Hay is dried grass (and pasture flowers) used to feed domestic animals at places or times where there is not enough (fresh) grass or when fresh grass by itself is too rich in some qualities for easy digestion by the animal. It is normally produced at the end of the flush of the season after allowing excess pasture paddocks to grow until just before the grasses flower. The pasture is mowed and allowed to dry in the sun for two or three days. Drying can be hastened by "tedding" with a machine. When dry the hay is gathered, possibly into bales (in the U.S., traditionally rectangular ones, though rolled bales or "rolls" have become common in the late 20th-century) by a baler, and put into a stack or under shelter for storage until needed.

Contents

Making hay

Up to the end of the nineteenth century grass and clover were not often grown together because crops were rotated. However, in the growing season, usually spring, farms produced more fodder than the animals could consume. Some paddocks were "shut up" for hay. Just as the leafy material was at a maximum in the pasture, immediately before the grasses flowered if judged correctly, the pasture was cut. Much of it was still being cut by scythe by teams of men. Later this would be done by horse-mower and, from the 1930s onward, by tractor. By the 1930s good pasture management meant that highly productive pastures were mainly ryegrass and clover so compromises were made when it was time to mow. Later still some farmers grew crops, like lucerne, specially for high quality or special-purpose hay.
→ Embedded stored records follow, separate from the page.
Issue #3942, opened 2023-12-06
RecordBatch field 0 should be integer when using HashPartitioning


felipepessoto:
### Backend

VL (Velox)

### Bug description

During the drying period the process could be speeded, and the effects of rain accounted for, by turning the cut sward over. At first this was done by hand with a fork or rake; when machines were introduced this process was called tedding.

Subsequently the dried hay was "rowed up" by raking it into a linear heap by hand or by machine. As it was being rowed up the hay was gathered by another team. In early days, by forking it into a horsedrawn cart or dray or onto a truck, later by a sweep attached to a car, truck or tractor.

Later still the baling machine would gather and bale the hay in one process.

Loose hay was taken to an area designated for stacking—usually a slightly raised area for drainage—and built into a stack. The stack was made waterproof as it was built (a task of considerable skill) and the hay would compress under its own weight and cure by the release of heat from the residual moisture in the hay and from the compression forces. The stack was fenced from the rest of the paddock. When needed the haystack would be cut open, using a hay-knife, and some would be fed out to animals each day.

On some farms the loose hay was stored in a shed, normally in such a way that it would compress down and cure.

Baled hay was discharged from the rear of the baler onto the paddock. Bales were then picked up and taken for storage. As baling became more prevalent the bales were more often stored in a hayshed.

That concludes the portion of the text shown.